Non-volatile summation of contiguous dynamic ranges in Excel

This is just a very quick post, more as a reminder to my future self than anything else, but when summing a contiguous, dynamically-sized range in Excel, it can be orders of magnitude faster to use INDEX in place OFFSET, the latter of which is volatile and is therefore recalculated in response to changes to any other value on the sheet, regardless of its dependencies. This has already been explored by others, but just for future reference, always try to replace:

=SUM(A1:OFFSET(A1,rowOffset,0))

with:

=SUM(A1:INDEX(A:A,1+rowOffset))

That’s all for now!

Replacing cell value assignment loops with single array assignments in VBA

If you’re shifting large amounts of data around between VBA variables and Excel worksheets, there are substantial performance gains that can be achieved by making relatively straightforward changes to your VBA, especially if you’re faced with code similar to the following:

Dim i, j, columns, rows As Integer
columns = 50
rows = 50

For i = 1 To columns
    For j = 1 To rows
        Sheets("RandomValues").Cells(j, i).Value = Rnd
    Next j
Next i

If the intention is to simply move data from VBA to a worksheet in a single, atomic operation, the very first (and simplest) performance optimization is to switch off automatic recalculation before entering the loop:

Dim i, j, columns, rows As Integer
columns = 50
rows = 50

Application.Calculation = xlManual

For i = 1 To columns
    For j = 1 To rows
        Sheets("RandomValues").Cells(j, i).Value = Rnd
    Next j
Next i

Application.Calculation = xlCalculationAutomatic

In the above case of generating 2,500 (in this case, random) values in VBA and writing them out to the RandomValues sheet, switching off automatic recalculation reduced the mean runtime over five runs from 35.22s (standard deviation [SD] = 0.367s) to 0.270s (SD = 0.010s), a performance improvement of just over two orders of magnitude.

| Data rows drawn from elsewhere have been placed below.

PR #61, opened 2022-02-02
Support SCSS customization

nmanu1:
Adds support for customizing the app's styling by changing the common styles in the PB config. The style variables are computed in the `PageBuilderApp` any time the config changes. Refreshing the page on the app displays the updated styling.

For now, the styling only affects the `LocationBias`, `StandardCard`, and `SpellCheck` components. The styling for these has been translated from tailwind to SCSS because PB 2.0 will not be using tailwind.

J=SLAP-1788
TEST=manual

Check that updating a style in the config is reflected when refreshing the page.


src/pagebuilder/scripts/generateAnswersVariables.js
```diff
@@ -0,0 +1,13 @@
+const fs = require('fs');
```
yen-tt, line 1: I think this approach of watching the config file would be ok for the purpose of testing this prototype repo but it may not work with page builder 2.0 system? We have a pageBuilderAnswersAppConfig file to mimic what PB2.0 would pass to PageBuilderApp component but I assume there wouldn't be an actual json file to monitor if P.B would construct whatever json data from user interaction with their UI and pass it to PageBuilderApp component. If there's a file, would P.B be the one to invoke this script and provide the path to the config file?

But what happens if we increase the number of values to, say, 250,000 in a 500×500 grid? In this case, even with automatic recalculation switched off, we see the runtime of the above code increasing roughly linearly back up to 26.62s (SD = 0.317s). The major bottleneck has now shifted to the cell value assignment, which is being called 250,000 times in the inner loop. The easiest way to alleviate this is to assign the values to an array in the inner loop, then assign the array directly to the desired range:

Option Base 1

Dim i, j, columns, rows As Integer
Dim values() As Double
columns = 500
rows = 500

Application.Calculation = xlManual

ReDim values(rows, columns)

For i = 1 To columns
    For j = 1 To rows
        values(j, i) = Rnd
    Next j
Next i

With Sheets("RandomValues")
    .Range(.Cells(1, 1), .Cells(rows, columns)).Value = values
End With

Application.Calculation = xlCalculationAutomatic

This once again gives us a performance improvement in excess of two orders of magnitude relative to the manual calculation single-cell assignment loop. With 100x more values than in the first two examples, the runtime dropped back down to 0.138s (SD = 0.004s). Since the VBA is no longer interacting with the worksheet in the inner loop, we could actually leave automatic recalculation on in this final example, although there is still a slight performance hit relative to switching on manual recalculation: leaving automatic recalculation on increased the runtime to 0.163s (SD = 0.004s).

If we examine these three approaches together on a modest number of data points, say 1,000 in a 10×100 grid, we can see the substantial incremental effects on the performance of moving the data out onto the worksheet:

SD, standard deviation; n=5 for each technique
Technique Mean runtime (ms) SD (ms)
Automatic recalculation with individual cell assignment 13,851.80 292.54
Manual recalculation with individual cell assignment 106.04 3.48
Manual recalculation with single array assignment 0.86 0.14

The improvement is so dramatic that if you do have any VBA that’s performing a similar task, it’s definitely worth investigating both of these relatively straightforward optimizations.